Je m’avance, confiante, dans ce labyrinthe qui empêche les curieux de s’y aventurer. Harry m’a appris à m’y repérer. Je suis la seule, avec Greg, à en connaître le chemin.
Mes chaussures crissent sous les graviers qui parsèment le sol tandis que la chute inexorable de gouttes d’eau s’échappant des tuyaux d’évacuation résonne comme un métronome dans ces lieux obscurs. Une légère lumière diffuse apparaît devant moi. J’écarte les bâches en plastique qui protège son cocon et découvre un Harry penché sur son travail. Pas un seul recoin de son terrain de jeu est libre. Des inventions de toutes les formes occupent chaque espace disponible. Je n’ai aucun doute qu’elles changeront la face du monde une fois terminées.
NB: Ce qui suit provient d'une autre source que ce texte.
PR #698, opened 2019-08-19
Timing screen

### LINKED ISSUE #674: [Feature Request] Measuring Tool / Timeline
Is there some way to get a timeline for the requests? I.e. I would like a function like:
start_measure($id), end_measure($id) and then I would get those timings logged in telescope. 
Similar to the way debugbar and clockwork provide timelines. 
(This feature is actually the only reason why I still have to use clockwork alongside Telescope)

barryvdh:
This is a Draft Pull Request to check if this is worth including, before too much time is spent on this.

- Adds timing information to entries
- Shows timing information
- Ability to start/stop timers

Fixes #674 

Example:
Screen Shot 2019-08-15 at 22 19 56

TODO
 - [ ] Fix layout to make it useful
 - [ ] Think about how to add timing (eg. sections? perhaps use https://symfony.com/doc/current/components/stopwatch.html ? )
 - [ ] Record the timing data together with the IncomingEntry, or create 1 timing entry with just all the events?
 - [ ] Add timing info for all appropriate watchers.
 - [ ] Add framework timing info (boot etc)

cc @christophmayrhofer

### DIFF
--- a/composer.json
+++ b/composer.json
@@ -36,7 +36,7 @@
     },
     "extra": {
         "branch-alias": {
-            "dev-master": "2.0-dev"
+            "dev-master": "3.0-dev"
         },
         "laravel": {
             "providers": [
--- a/resources/js/routes.js
+++ b/resources/js/routes.js
@@ -180,4 +180,10 @@ export default [
         name: 'gates',
         component: require('./screens/gates/index').default,
     },
+
+    {
+        path: '/timing/:id',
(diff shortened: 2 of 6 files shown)


barryvdh:
@taylorotwell Do you think this is worth considering?

taylorotwell:

taylorotwell:
Better to use something more robust like Blackfire, imo.

PR #699, opened 2019-08-19
[2.0] Fall back to database.default when telescope.storage.database.connection is null

stancl:
This makes Telescope more flexible when dynamically changing the default DB connection, such as with multi-tenant setups.


stancl:
Actually, it doesn't make Telescope more flexible, because the value is read from config once.

PR #821, opened 2020-02-01
[2.x] Use Illuminate\Foundation\Application instead of contract

stancl:
The stub service provider uses `$this->app->isLocal()` and that method exists only on `Illuminate\Foundation\Application`, not the contract.

Screenshot from 2020-02-01 13-07-55


driesvints:
@stancl can we maybe change the call to `$this->app->environment('local')` instead? This way the property override isn't needed.

Overriding a property with a new type doesn't enforces it.

stancl:
Sure. I think this was the only case of depending on the concrete's public API rather than the abstract's API, so if that solution will work then sure, this is a better way.

I will change this later today.

taylorotwell:
Feel free to re-open when the change is made.

PR #857, opened 2020-04-01
Switch to brick/math

tomcastleman:
Package `moontoast/math` is abandoned. This PR switched to suggested replacement `brick/math`.


tomcastleman:
Looks like this will never be compatible with Laravel <7.0 due to older `ramsey/uuid` dependency.

Issue #862, opened 2020-04-05
AfterRecordingHook doesn't pass the IncomingEntry object


MatanYadaev:
For some reason the `AfterRecordingHook` passes the `Telescope` object instead of the `IncomingEntry` object, is that a reason for this behavior? 

For my use-case, I would prefer receiving the `IncomingEntry` itself, to be able to do some logic on it.

https://github.com/laravel/telescope/blob/b6f903533d054030f0c24def89fa7c57fd33c3ed/src/Telescope.php#L272

Origin: https://github.com/laravel/telescope/pull/462/files#r403687515

driesvints:
No idea really. Feel free to PR. Think this might have to go into the next version branch.

MatanYadaev:
I want to PR. Should I replace this parameter or add besides it?

driesvints:
Replace I think

driesvints:
Closing as it turns out that this is intentional.

PR #867, opened 2020-04-12
[3.x] Pass IncomingEntry in AfterRecordingHook

MatanYadaev:
As discussed in #862, the wrong parameter is passed in this event, it should be the model itself, `IncomingEntry`.
I fixed it and fixed the test that used the previous implementation.

BTW, do you think this hook should be documented in the official [documentation](https://laravel.com/docs/7.x/telescope)?

### DIFF
--- a/src/Telescope.php
+++ b/src/Telescope.php
@@ -270,7 +270,7 @@ class Telescope
             }
 
             if (static::$afterRecordingHook) {
-                call_user_func(static::$afterRecordingHook, new static);
+                call_user_func(static::$afterRecordingHook, $entry);
             }
         });
     }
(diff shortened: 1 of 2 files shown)


taylorotwell:
This is intentional:

image

MatanYadaev:
@taylorotwell Why does it intentional? What the advantage of using `$telescope::` instead of `Telescope::`?
Isn't the convention is to provide the entity instance as the first parameter in any before/after events?

adriaanzon:
You can use `Arr::last($telescope::$entriesQueue)` but it will not reliably return the entry that has been recorded before running the `afterRecordingHook`.

For example, in production, some entries get filtered out by the `Telescope::filter` callback, but the `afterRecordingHook` still gets called. If you would then simply use `Arr::last($telescope::$entriesQueue)` to retrieve the telescope entry e.g. for logging exceptions to Slack, an exception may be logged multiple times in a request, because the last item in `$telescope::$entriesQueue` may still be the telescope entry for the exception while the  `afterRecordingHook` is being called.

barryvdh:
In any case the entry should added as extra parameter, not replace the existing one, to avoid BC.

barryvdh:
Here as extra argument: https://github.com/laravel/telescope/pull/893

PR #870, opened 2020-04-14
[3.x] Feature: Copy to Clipboard

diogogomeswww:
A lot of times I need to copy data from telescope, for example, copying a SQL query, request payload,...

This PR will add a "Copy to Clipboard" icon and action to some elements in the UI:
- Request payload, headers, session and response
- Command arguments and options
- SQL Query
- ...

Screenshot:
image

Questions:
- From where should we copy the copy-2-clipboard svg icon?
- Right now when clicking it will hide the icon and show "copied..." for 2 seconds and show the icon again. Please let me know if you have a better idea.


public/mix-manifest.json
```diff
@@ -1,5 +1,5 @@
 {
-    "/app.js": "/app.js?id=58d232fb9ec88bf5e0e5",
-    "/app.css": "/app.css?id=326b997a579e007d2102",
-    "/app-dark.css": "/app-dark.css?id=5ebb5e33b7c425d6317c"
+    "/app.js": "/app.js?id=dc2c875341091f2cb128",
+    "/app.css": "/app.css?id=2f01ce9c781b2f50f6b1",
+    "/app-dark.css": "/app-dark.css?id=afbebebe35d8dec2afed"
```
driesvints, line 4: Please undo the compiling. We'll dot that ourselves once merged.

diogogomeswww: Done.

taylorotwell:
Doesn't work at all in Safari on my tests.

hrvoj3e:
@diogogomeswww will you try again or did you give up?
I seems to me like a great idea.
PR was rejected because of browser compatibility with Safari - right?
 - https://developer.mozilla.org/en-US/docs/Web/API/Clipboard#browser_compatibility
   - Safari seems supported now

diogogomeswww:
@hrvoj3e thank you, I thought it was a good idea too.
But it seems that the maintainers don't think so.

Issue #876, opened 2020-04-19
Queries with runtime over 1s are not summed up.


janolivermr:
- Telescope Version: 2.1.7
- Laravel Version: 6.18.8
- PHP Version: 7.4.4
- Database Driver & Version: Mysql

### Description:
Queries that run longer than 1 second are not summed in the request queries list.
This is likely due to the use of the `number_format` function, which adds thousands separators.
In the vue frontend, the reduce function uses a `parse_float` which can't handle the thousands separator.

### Steps To Reproduce:
Make a DB query that takes longer than 1 second inside a request.
View the request in Telescope and check the queries list. The long running query time will not be taken into account for the query time total.

driesvints:
Hey there,

Unfortunately we don't support this version anymore. Please check out [our support policy](https://laravel.com/docs/releases) on which versions we are currently supporting. Can you please try to upgrade to the latest version and see if your problem persists? We'll help you out and re-open this issue if so.

Thanks!

janolivermr:
Hi,

The code hasn't changed in the 3.x branch, it still uses the same `number_format` code in PHP and `parseFloat` in the JS front end function.
In my merge request ( #877 ) you mentioned the locale issue, however `parseFloat` understands only decimal points if I'm not mistaken.

driesvints:
@janolivermr let's see how the pr goes

PR #877, opened 2020-04-19
[3.x] Remove thousands separator in time records (#876)

janolivermr:
This overrides the default thousands separator in the PHP `number_format` function used to format the time entries. This allows requests that take over 1s/1000ms to be summed up correctly.

For a query with a running time of 1.2s, the current time entry in the database will be `1,200.00`. When this is passed to `parseFloat` in the front end it will be parsed as `1`.
With the change, the value will be stored as `1200.00` and correctly parsed as `1200`.


driesvints:
This won't work if your locale is set to something like `fr_FR` for example.

driesvints:
@janolivermr I misunderstood what was going on, thanks for the pr!

Issue #875, opened 2020-04-17
Ability to review Exception context data


crynobone:
### Current Behaviour

When an exception is thrown, only `message`, `location` and `stacktrace` can be reviewed from Telescope.

<img width="984" alt="Screenshot 2020-04-18 at 7 34 23 AM" src="https://user-images.githubusercontent.com/172966/79621817-58298a80-8147-11ea-8944-0a2b0ba708d9.png">

```
[2020-04-17 23:44:35] production.ERROR: The given data was invalid. {"method":"renewals.sync","error":{"vehicle.year_manufactured":["The selected vehicle.year manufactured is invalid."]},"exception":"[object] (Minions\\Exceptions\\ClientHasError(code: -32602): The given data was invalid. at /var/www/drivemark-platform/releases/17042020_2328133_841/vendor/katsana/minions/src/Client/Response.php:48)
[stacktrace]
#0 /var/www/drivemark-platform/releases/17042020_2328133_841/vendor/katsana/minions/src/Client/Project.php(63): Minions\\Client\\Response->validate()
```

```php
Log::error($this->getMessage(), [
    'method' => $this->getRequestMethod(),
    'error' => $this->getRpcErrorData(),
    'exception' => $this,
]);
```

### Change Request

It would be nice if we can have context information be available on Telescope so we can review this information.

driesvints:
What context data?

crynobone:
> What context data?

![Screenshot 2020-04-20 at 4 27 06 PM](https://user-images.githubusercontent.com/172966/79730725-d5115b80-8323-11ea-96d2-f4d8d9fefe0a.png)

driesvints:
Isn't this info available in `/telescope/logs` ?

crynobone:
> Isn't this info available in `/telescope/logs`?

Yes, but as the title said, it would be nice to have it available if it's also available with **Exception**

<img width="1580" alt="Screenshot 2020-04-20 at 5 36 57 PM" src="https://user-images.githubusercontent.com/172966/79737217-91bbea80-832d-11ea-8b01-5274b6ec61ae.png">

What do you think?

driesvints:
Yeah I agree 👍

PR #882, opened 2020-04-28
[3.x] Ability to review Exception context data

crynobone:
### Current behaviour

When developer use custom report and log an error manually using the following:

```php
<?php

namespace App\Exceptions;

class TestException extends \Exception
{
    public function report()
    {
        \Log::error($this->getMessage(), [
            'message' => 'Context message here',
            'path' => base_path(),
            'exception' => $this,
        ]);
    }
}
``` 

We should be able to see the custom context. However at the moment only `message`, `location` and `stacktrace` can be reviewed from Telescope.

Screenshot 2020-04-18 at 7 34 23 AM

### Excepted Behaviour

Exception without any custom context should remain the same as before.

image

Exception with custom context should be able to show the context.

image

Solves #875


taylorotwell:
Thanks

PR #885, opened 2020-05-05
[3.x] Add index to created_at

keyboardSmasher:
When the `telescope_entries` table gets very large, `telescope:prune` will fail miserably, actually bringing an AWS db instance to its knees. This is because `telescope:prune` is using `created_at` in a where clause when there's no index on that column.


barryvdh:
You might want to add the index the same way as the other indexes, but the idea looks fine to me ;)

Issue #742, opened 2019-09-26
Disable Gravatar or allow third-party services


RichardDern:
It would be nice to add a configuration entry to disable gravatar, if it doesn't already exists (I didn't see it in the docs)

Possible use-cases and concerns:

- Offline servers
- Privacy (I don't use Gravatar at all, so I don't want my email address to be sent to them with everything that implies in terms of security and privacy)

Another possibility would be to allow customising avatar's URL, so we can use third-party/self-hosted avatar-hosting services.

michael-schaefer-eu:
Hey +1 for the config switch.

I could find out that it sends only a hash of the email address, but anyway they get your IP and they do track the user!

```
gravatarUrl() {
    if (this.entry.content.user.email) {
        const md5 = require('md5')
        return 'https://www.gravatar.com/avatar/' + md5(this.entry.content.user.email.toLowerCase()) + '?s=200'
    }
}
```

derekmd:
@taylorotwell @driesvints This issue can be closed now `Telescope::avatar()` is available.

PR #890, opened 2020-05-10
[3.x] Allow avatar path customization

derekmd:
Covers: https://github.com/laravel/telescope/issues/742

### Features

✔️ Apps can disable Gravatar and stop telling its parent Automattic about user activity on /telescope requests.
✔️ Existing apps still use Gravatar when the new `config('telescope.avatar_driver')` key is not defined so this a non-breaking change for a point release.
✔️ Apps can now show local avatars taken from your own image hosting rather than using a remote service.

### Configuration

```php
namespace App\Providers;

// ...

class TelescopeServiceProvider extends TelescopeApplicationServiceProvider
{
    public function register()
    {
        // ...

        Telescope::avatar(function ($id) {
            $user = User::find($id);

            return url("/assets/images/users/{$user->avatar_path}");
        });
    }

    // ...
}
```
`config('telescope.avatar_driver')` options:

1. `'gravatar'` is the default
2. `'custom'` allows you to choose a URL path local to your application by registering a `Telescope::avatar()` callback.
3. Empty `''` (or any random string) will hide avatars in the UI and not call Gravatar's API.

### Remote Service Example

To switch from Gravatar to [Libravatar](https://wiki.libravatar.org/api/):

```php
Telescope::avatar(function ($id, $email) {
    $hash = md5(Str::lower($email));

    return vsprintf('https://seccdn.libravatar.org/avatar/%s?s=200&d=%s', [
        $hash,
        urlencode(url('/assets/image/avatar-placeholder.png')),
    ]);
});
```

### Implementation

The avatar URL is generated in PHP, only for JSON routes `GET /telescope/telescope-api/{type}/{telescopeEntryId}` for a preview of a single entry. i.e., this will not generate N+1 database queries when viewing a list of Telescope entries.

### DIFF
--- a/config/telescope.php
+++ b/config/telescope.php
@@ -82,6 +82,19 @@ return [
 
     /*
     |--------------------------------------------------------------------------
+    | Telescope Avatar Service
+    |--------------------------------------------------------------------------
+    |
+    | This option may be used to control how to show an avatar for authorized
+    | users. 'gravatar' will lookup an avatar by the user's email address.
+    | 'custom' requires registering a callback via Telescope::avatar().
+    |
+    */
+
+    'avatar_driver' => 'gravatar',
+
+    /*
+    |--------------------------------------------------------------------------
     | Ignored Paths & Commands
     |--------------------------------------------------------------------------
     |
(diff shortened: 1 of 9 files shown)


taylorotwell:
Changed this so that just registering a callback with Telescope::avatar(fn) will enable custom driver. No need for configuration option.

- Ah ! Te voilà !, m’accueille-t-il.
- Alors… Il est où ce cadeau ?
Il s’écarte et me présente une sorte de casque dont une myriade de fils s’échappe.
- Tada !
- Euh… Tu m’as construit un déguisement de Méduse ?
Mon sarcasme n’altère pas son enthousiasme. Il me tire par la main pour me rapprocher de cette chose.
- Ce que tu appelles un déguisement, j’y travaille depuis des années.
- Pas sur son apparence en tout cas…
- Je préfère donner du travail au service marketing.
- Charitable de ta part.
- Je sais. Maintenant, savoure ton cadeau !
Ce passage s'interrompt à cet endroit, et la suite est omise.